Value Noise
Algorithms produce visual content that is too perfect. Look at the colors and the bends in some of your renderers. You can smell the math behind them. When you explore the physical world, you see splotches, cracks, and wobbles. Mimicking these imperfections in your algorithmic content seems like it would be a lot of work. Unless, maybe, you disrupt the perfection through randomness?
Not just any randomness will do, however. Some randomness is pure chaos. You wouldn't, for example, use this texture for a terrain or a specular map because it is just too wild:
This texture is an example of value noise, which means each texel's intensity is chosen as a random scalar value. When the random values are chosen without regard for any of the neighboring intensities, you end up with randomness that lacks coherence. Incoherent noise is called white noise.
The chaos of white noise can be tamed a bit by an interpolation scheme that smoothly transitions between texels. Use the controls to render the image with linear interpolation instead of nearest neighbor. Even with linear interpolation, you still see a fair amount of chaos and a distracting number of axis-aligned creases. Increasing the resolution doesn't help.
More organic noise is possible. One approach is to generate a pyramid of white noise textures of decreasing resolution, scale them all to be the same size, weight the importance of each, and then add them together. Mixing together different resolutions of randomness results in fractal noise, and each level of the fractal pyramid is called an octave.

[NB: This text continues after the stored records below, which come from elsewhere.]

PR #1068, opened 2021-07-22
Direct update of store for dns configuration

holgerkoser:
This PR removes event from dns configuration components and uses the store to sync state between different components. 

Fixes #

**Release note**:

```bugfix user

```

### DIFF
--- a/frontend/src/store/index.js
+++ b/frontend/src/store/index.js
@@ -61,6 +61,7 @@ import assign from 'lodash/assign'
 import forOwn from 'lodash/forOwn'
 import replace from 'lodash/replace'
 import sample from 'lodash/sample'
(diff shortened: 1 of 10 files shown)


frontend/src/store/index.js
```diff
@@ -74,15 +75,16 @@ import draggable from './modules/draggable'
 import members from './modules/members'
 import cloudProviderSecrets from './modules/cloudProviderSecrets'
 import tickets from './modules/tickets'
-import componentStates from './modules/componentStates'
+import shootSpec from './modules/shootSpec'
```
holgerkoser, line 78: stagingShootSpec

grolu (approved):
/lgtm

PR #1072, opened 2021-08-03
Do not modify theme objects returned from store

### LINKED ISSUE #1035: Do not mutate vuex store state outside mutation handlers
**What happened**:
Do not mutate the custom theme configuration.
https://github.com/gardener/dashboard/blob/master/frontend/src/store/index.js#L1311-L1315

**Environment**:

grolu:

Fixes #1035

**Release note**:

```bugfix user

```

### DIFF
--- a/frontend/src/store/index.js
+++ b/frontend/src/store/index.js
@@ -1546,21 +1546,18 @@ const actions = {
 
     const themes = get(Vue, 'vuetify.framework.theme.themes')
     if (themes) {
-      const applyCustomThemeConfiguration = (name) => {
-        const customTheme = get(state, ['cfg', 'themes', name])
-        if (customTheme) {
-          forOwn(customTheme, (value, key) => {
-            const color = get(colors, value)
-            if (color) {
-              themes[name][key] = color
-            } else if (isHtmlColorCode(value)) {
-              themes[name][key] = value
-            }
-          })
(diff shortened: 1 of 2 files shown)


frontend/src/store/index.js
```diff
@@ -1546,7 +1546,7 @@ const actions = {
     const themes = get(Vue, 'vuetify.framework.theme.themes')
     if (themes) {
       const applyCustomThemeConfiguration = (name) => {
-        const customTheme = get(state, ['cfg', 'themes', name])
+        const customTheme = cloneDeep(get(state, ['cfg', 'themes', name]))
```
holgerkoser, line 1549: I think it would be better to directly update the vuetify theme without cloning and changing the configuration.
```js
  for (const name of ['light', 'dark']) {
    const theme = get(Vue.vuetify.framework.theme.themes, name)
    const themeConfiguration = get(state.cfg.themes, name)
    forOwn(themeConfiguration, (value, key) => {
      const color = get(colors, value)
      if (color) {
        theme[key] = color
      } else if (isHtmlColorCode(value)) {
        theme[key] = value
      }
    })
  }
```

grolu: ok

petersutter (approved):
/lgtm

PR #1073, opened 2021-08-06
Fix controllerregistrations permission issue

grolu:

Fixes #

**Release note**:

```bugfix user

```

### DIFF
--- a/backend/lib/services/controllerregistrations.js
+++ b/backend/lib/services/controllerregistrations.js
@@ -6,23 +6,36 @@
 
 'use strict'
 
-const { Forbidden } = require('http-errors')
 const { getControllerRegistrations } = require('../cache')
 const authorization = require('./authorization')
 const _ = require('lodash')
 
 exports.listExtensions = async function ({ user }) {
-  const allowed = await authorization.canListControllerRegistrations(user)
-  if (!allowed) {
-    throw new Forbidden('You are not allowed to list controllerregistrations')
-  }
-
   const controllerregistrations = getControllerRegistrations()
-  return _.map(controllerregistrations, ({ metadata, spec }) => {
+  // required resoure kinds are essential for the frontend and need to be returned even if the user has not the right to read controllerregistrations
+  const requiredResourceKinds = ['Network', 'DNSProvider']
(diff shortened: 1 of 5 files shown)


backend/lib/services/controllerregistrations.js
```diff
@@ -6,23 +6,36 @@
...
 
 exports.listExtensions = async function ({ user }) {
-  const allowed = await authorization.canListControllerRegistrations(user)
-  if (!allowed) {
-    throw new Forbidden('You are not allowed to list controllerregistrations')
-  }
-
   const controllerregistrations = getControllerRegistrations()
-  return _.map(controllerregistrations, ({ metadata, spec }) => {
+  // required resoure kinds are essential for the frontend and need to be returned even if the user has not the right to read controllerregistrations
```
petersutter, line 15:
```suggestion
  // required resoure kinds are essential for the frontend and need to be returned even if the user has not the permission to read controllerregistrations
```

holgerkoser:
```js

const REQUIRED_RESOURCE_KINDS = ['Network', 'DNSProvider']

exports.listExtensions = async function ({ user }) {
  const controllerregistrations = getControllerRegistrations()
  const allowed = await authorization.canListControllerRegistrations(user)

  const extensions = []
  for (const { metadata, spec = {} } of controllerregistrations) {
    const name = metadata.name
    if (allowed) {
      const version = _.get(spec, 'deployment.providerConfig.values.image.tag')
      const resources = spec.resources
      extensions.push({ name, version, resources })
    } else {
      // required resoure kinds are essential for the frontend and need to be returned even if the user has not the permission to read controllerregistrations
      const resources = _.filter(spec.resources, ({ kind }) => REQUIRED_RESOURCE_KINDS.includes(kind))
      if (!_.isEmpty(resources)) {
        extensions.push({ name, resources })
      }
    }
  }
  return extensions
}
```

grolu: done

holgerkoser (approved):
/lgtm

petersutter (approved):
/lgtm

Try building your own fractal noise texture using this scheme:
The smoothness of the noise is determined by the number of octaves in the pyramid. Each octave is half the resolution of its preceding octave, so eventually you'll hit a 1×1 image at top of the pyramid. However, if you desire a noise that is rough and grainy, you want to stop short of this top level by using fewer octaves.
The octave weights are carefully crafted to sum to 1. The lowest-resolution and therefore smoothest level is given slightly less than half of the total weight. It defines the overall shape of the randomness, with the higher-resolution levels contributing smaller details. The increasing chaos found in the higher-resolution levels is given less and less weight, which makes for a more organic noise.